**TASK INSTRUCTIONS:**
Output a verbatim copy of the data, cut off after the line that contains "In our loop, we".

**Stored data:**
Issue #2482, opened 2020-01-20
Async tasks do not repeat after undefined time


LordRalex:
As of 7.1.7 (when scheduled tasks were touched to fix other async issues), other async tasks are getting stuck and failing to repeat.

It may not happen at the first iteration of it, however it eventually does stop executing. The test code below is a way to create and see that the task stops running.

Have not determined cause yet, but putting issue in for tracking.

```java
package test.threadtest;

import com.google.inject.Inject;
import org.slf4j.Logger;
import org.spongepowered.api.event.game.state.GameStartedServerEvent;
import org.spongepowered.api.event.Listener;
import org.spongepowered.api.plugin.Plugin;
import org.spongepowered.api.scheduler.Task;

import java.util.concurrent.*;

@Plugin(
        id = "threadtest",
        name = "Threadtest",
        description = "Test"
)
public class Threadtest {

    @Inject
    private Logger logger;

    @Listener
    public void onServerStart(GameStartedServerEvent event) {
        Task task = Task.builder().execute(() -> {
            logger.info("Time: " + System.currentTimeMillis());
        }).async().interval(3, TimeUnit.SECONDS).submit(this);
    }
}
```

dualspiral:
This is a horrible bug with threading, but I think I've solved it. I'll push up a branch shortly before merging this, but my solution has three parts - one of which has come about because I actually read the javadocs this time. I'll explain in detail what is going on as I think it would be useful and interesting for people who work on threading (*ahem* _async phase tracker_[<sup>1</sup>](#f1)).

## I: Locks, Conditions and Threading Madness

In our loop, we make use of a `ReentrantLock` and an associated `Condition`. In my previous fix, I made the assumption that if I put a lock on a thread, it stops all other threads aquiring the lock.

This is a true assumption... **except** if a thread subsequently awaits a `Condition`. [From the `Condition#await` javadocs](https://docs.oracle.com/javase/7/docs/api/java/util/concurrent/locks/Condition.html#await()):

**RESPONSE FOR THIS EXERCISE:**
Issue #2482, opened 2020-01-20
Async tasks do not repeat after undefined time


LordRalex:
As of 7.1.7 (when scheduled tasks were touched to fix other async issues), other async tasks are getting stuck and failing to repeat.

It may not happen at the first iteration of it, however it eventually does stop executing. The test code below is a way to create and see that the task stops running.

Have not determined cause yet, but putting issue in for tracking.

```java
package test.threadtest;

import com.google.inject.Inject;
import org.slf4j.Logger;
import org.spongepowered.api.event.game.state.GameStartedServerEvent;
import org.spongepowered.api.event.Listener;
import org.spongepowered.api.plugin.Plugin;
import org.spongepowered.api.scheduler.Task;

import java.util.concurrent.*;

@Plugin(
        id = "threadtest",
        name = "Threadtest",
        description = "Test"
)
public class Threadtest {

    @Inject
    private Logger logger;

    @Listener
    public void onServerStart(GameStartedServerEvent event) {
        Task task = Task.builder().execute(() -> {
            logger.info("Time: " + System.currentTimeMillis());
        }).async().interval(3, TimeUnit.SECONDS).submit(this);
    }
}
```

dualspiral:
This is a horrible bug with threading, but I think I've solved it. I'll push up a branch shortly before merging this, but my solution has three parts - one of which has come about because I actually read the javadocs this time. I'll explain in detail what is going on as I think it would be useful and interesting for people who work on threading (*ahem* _async phase tracker_[<sup>1</sup>](#f1)).

## I: Locks, Conditions and Threading Madness

In our loop, we make use of a `ReentrantLock` and an associated `Condition`. In my previous fix, I made the assumption that if I put a lock on a thread, it stops all other threads aquiring the lock.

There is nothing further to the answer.